PR #13869, opened 2024-09-06
normalize url -- draft

dannyroosevelt:

### DIFF
--- a/components/puppeteer/actions/common/common.mjs
+++ b/components/puppeteer/actions/common/common.mjs
@@ -1,0 +1,19 @@
+export default {
+  props: {
+    url: {
+      type: "string",
+      label: "URL",
+      description:
+        "The URL of the page to scrape. For example, `https://example.com`.",
+    },
+  },
+  methods: {
+    async run({ $ }) {
+      let url = this.url;
+      if (!url.startsWith("http")) {
+        url = `http://${url}`;
+      }
+      return url;
+    },
+  },
+};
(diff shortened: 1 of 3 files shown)


components/puppeteer/actions/get-html/get-html.mjs
```diff
@@ -1,23 +1,21 @@
...
-      label: "URL",
-      description: "The URL of the page to scrape.",
-    },
+    ...common.props,
   },
   async run({ $ }) {
     const browser = await this.puppeteer.launch();
     const page = await browser.newPage();
-    await page.goto(this.url);
+    await page.goto(common.props.url);
```
dannyroosevelt, line 18: I think this is not right but I'm not sure how to properly reference it

components/puppeteer/actions/common/common.mjs
```diff
@@ -0,0 +1,19 @@
...
+  props: {
+    url: {
+      type: "string",
+      label: "URL",
+      description:
+        "The URL of the page to scrape. For example, `https://example.com`.",
+    },
+  },
+  methods: {
+    async run({ $ }) {
```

- - - -

Copy out every line from the records that has the word "common".

--- a/components/puppeteer/actions/common/common.mjs
+++ b/components/puppeteer/actions/common/common.mjs
+    ...common.props,
+    await page.goto(common.props.url);
components/puppeteer/actions/common/common.mjs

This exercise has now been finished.